■ **WHAT THE TASK ASKS**
Please transcribe each of the records exactly as given.

· · · ·

PR #109, opened 2023-03-05
Add documentation for examples

JuliDi:
Since there are already many different cool examples, it makes quite difficult for new users to figure out what they all do.
Not all examples have documentation in the code and some require extra setup (i.e. going to the folder and executing `cargo run` does not work) or have some other constraints.

This PR should serve as a starting point for giving an overview of the examples and adding some "how-to" for each example.

It's probably best if the authors of the examples add some info themselves. I am only somewhat familiar with the fm-receiver, so I took that as a start.

### DIFF
--- a/examples/README.md
+++ b/examples/README.md
@@ -1,0 +1,8 @@
+# Examples
+
+## FM Radio
+`examples/fm-receiver`
+
+A simple FM receiver that you can tune to nearby radio stations.
+
+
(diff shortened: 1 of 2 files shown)


bastibl:
Great, thanks for starting that! (I was also working on API documentation recently. At least, I wanted to have *something* for all public items and improve over time.)
Regarding the draft status: We could just merge this PR and track the example documentation in an issue?

PR #110, opened 2023-04-01
fix(audio): Channels issue on MS/Windows

loic-fejoz:
Solve channels number issue when, for instance you request 1 channel but stream config requires at least 2.

### DIFF
--- a/src/blocks/audio/audio_sink.rs
+++ b/src/blocks/audio/audio_sink.rs
@@ -70,6 +70,7 @@ impl AudioSink {
             if let Ok(configs) = d.supported_output_configs() {
                 let mut v = Vec::new();
                 for c in configs {
+                    // println!("{:?}", c);
                     let min = c.min_sample_rate().0;
                     let max = c.max_sample_rate().0;
                     if min >= 10000 {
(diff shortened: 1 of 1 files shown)


bastibl:
I think, we shouldn't try some magic, when the user parameters are bogus. It might be easier to extend the interface to the cpal configs, for example, add a function to get all supported configs: https://github.com/FutureSDR/FutureSDR/blob/main/src/blocks/audio/audio_sink.rs#L70
And we could think about changing the constructor to accept a cpal config. We anyway need to extend this API. For example to select the device, etc. So adding more and more magic for wrong parameters might cause complexity later.

loic-fejoz:
Good point from FutureSDR perspective where indeed we expect one to adjust perfectly for is own hardware.

From `fsdr-cli` perspective, I need to support those config's parameters from GNU Radio flowgraph for instance:
```yaml
- name: audio_sink_0
  id: audio_sink
  parameters:
    affinity: ''
    alias: ''
    comment: ''
    device_name: ''
    num_inputs: '1'
    ok_to_block: 'True'
    samp_rate: '48000'
```

Note that the config is not bogus, we are really generating mono audio while cpal absolutely requires a stereo flow in my MS/Windows setup.

Let's reject this pull request.

PR #112, opened 2023-04-24
Update dependencies

ratzrattillo:
Update dependencies

Adjust tower error handling to v0.4.0 standards.

### DIFF
--- a/Cargo.toml
+++ b/Cargo.toml
@@ -117,7 +117,7 @@ async-native-tls = { version = "0.5", optional = true }
 async-net = "1.7.0"
 async-task = "4.4.0"
 async-tungstenite = "0.21.0"
-axum = "0.6.17"
+axum = "0.6.18"
 blocking = "1.3"
 concurrent-queue = "2.2"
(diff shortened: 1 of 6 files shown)


ratzrattillo:
Just saw that some unit tests failed. I will check and try to fix. When commiting i just ran "cargo test" on Windows.

ratzrattillo:
@bastibl would you mind fixing the Vulkan issues? I do not have devices to test.

Another option would be to not update the vulkano crate.

bastibl:
Thanks for the PR. I was looking into the Vulkan changes but they seem a bit more involved. Ideally, the code should also be a bit more typed, i.e., typed Vulkan CPU buffers. But that's a non trivial change. Unfortunately, I won't have the time to look into it in the next few days. So you could just leave out the Vulkan changes for now.

bastibl:
I just pushed a fixed for the clippy warning. (Let's see, if more pop up during the next CI run.)
Are you otherwise done with  the PR?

· · · ·

■ **EXERCISE SOLUTION**
PR #109, opened 2023-03-05
Add documentation for examples

JuliDi:
Since there are already many different cool examples, it makes quite difficult for new users to figure out what they all do.
Not all examples have documentation in the code and some require extra setup (i.e. going to the folder and executing `cargo run` does not work) or have some other constraints.

This PR should serve as a starting point for giving an overview of the examples and adding some "how-to" for each example.

It's probably best if the authors of the examples add some info themselves. I am only somewhat familiar with the fm-receiver, so I took that as a start.

### DIFF
--- a/examples/README.md
+++ b/examples/README.md
@@ -1,0 +1,8 @@
+# Examples
+
+## FM Radio
+`examples/fm-receiver`
+
+A simple FM receiver that you can tune to nearby radio stations.
+
+
(diff shortened: 1 of 2 files shown)


bastibl:
Great, thanks for starting that! (I was also working on API documentation recently. At least, I wanted to have *something* for all public items and improve over time.)
Regarding the draft status: We could just merge this PR and track the example documentation in an issue?

PR #110, opened 2023-04-01
fix(audio): Channels issue on MS/Windows

loic-fejoz:
Solve channels number issue when, for instance you request 1 channel but stream config requires at least 2.

### DIFF
--- a/src/blocks/audio/audio_sink.rs
+++ b/src/blocks/audio/audio_sink.rs
@@ -70,6 +70,7 @@ impl AudioSink {
             if let Ok(configs) = d.supported_output_configs() {
                 let mut v = Vec::new();
                 for c in configs {
+                    // println!("{:?}", c);
                     let min = c.min_sample_rate().0;
                     let max = c.max_sample_rate().0;
                     if min >= 10000 {
(diff shortened: 1 of 1 files shown)


bastibl:
I think, we shouldn't try some magic, when the user parameters are bogus. It might be easier to extend the interface to the cpal configs, for example, add a function to get all supported configs: https://github.com/FutureSDR/FutureSDR/blob/main/src/blocks/audio/audio_sink.rs#L70
And we could think about changing the constructor to accept a cpal config. We anyway need to extend this API. For example to select the device, etc. So adding more and more magic for wrong parameters might cause complexity later.

loic-fejoz:
Good point from FutureSDR perspective where indeed we expect one to adjust perfectly for is own hardware.

From `fsdr-cli` perspective, I need to support those config's parameters from GNU Radio flowgraph for instance:
```yaml
- name: audio_sink_0
  id: audio_sink
  parameters:
    affinity: ''
    alias: ''
    comment: ''
    device_name: ''
    num_inputs: '1'
    ok_to_block: 'True'
    samp_rate: '48000'
```

Note that the config is not bogus, we are really generating mono audio while cpal absolutely requires a stereo flow in my MS/Windows setup.

Let's reject this pull request.

PR #112, opened 2023-04-24
Update dependencies

ratzrattillo:
Update dependencies

Adjust tower error handling to v0.4.0 standards.

### DIFF
--- a/Cargo.toml
+++ b/Cargo.toml
@@ -117,7 +117,7 @@ async-native-tls = { version = "0.5", optional = true }
 async-net = "1.7.0"
 async-task = "4.4.0"
 async-tungstenite = "0.21.0"
-axum = "0.6.17"
+axum = "0.6.18"
 blocking = "1.3"
 concurrent-queue = "2.2"
(diff shortened: 1 of 6 files shown)


ratzrattillo:
Just saw that some unit tests failed. I will check and try to fix. When commiting i just ran "cargo test" on Windows.

ratzrattillo:
@bastibl would you mind fixing the Vulkan issues? I do not have devices to test.

Another option would be to not update the vulkano crate.

bastibl:
Thanks for the PR. I was looking into the Vulkan changes but they seem a bit more involved. Ideally, the code should also be a bit more typed, i.e., typed Vulkan CPU buffers. But that's a non trivial change. Unfortunately, I won't have the time to look into it in the next few days. So you could just leave out the Vulkan changes for now.

bastibl:
I just pushed a fixed for the clippy warning. (Let's see, if more pop up during the next CI run.)
Are you otherwise done with  the PR?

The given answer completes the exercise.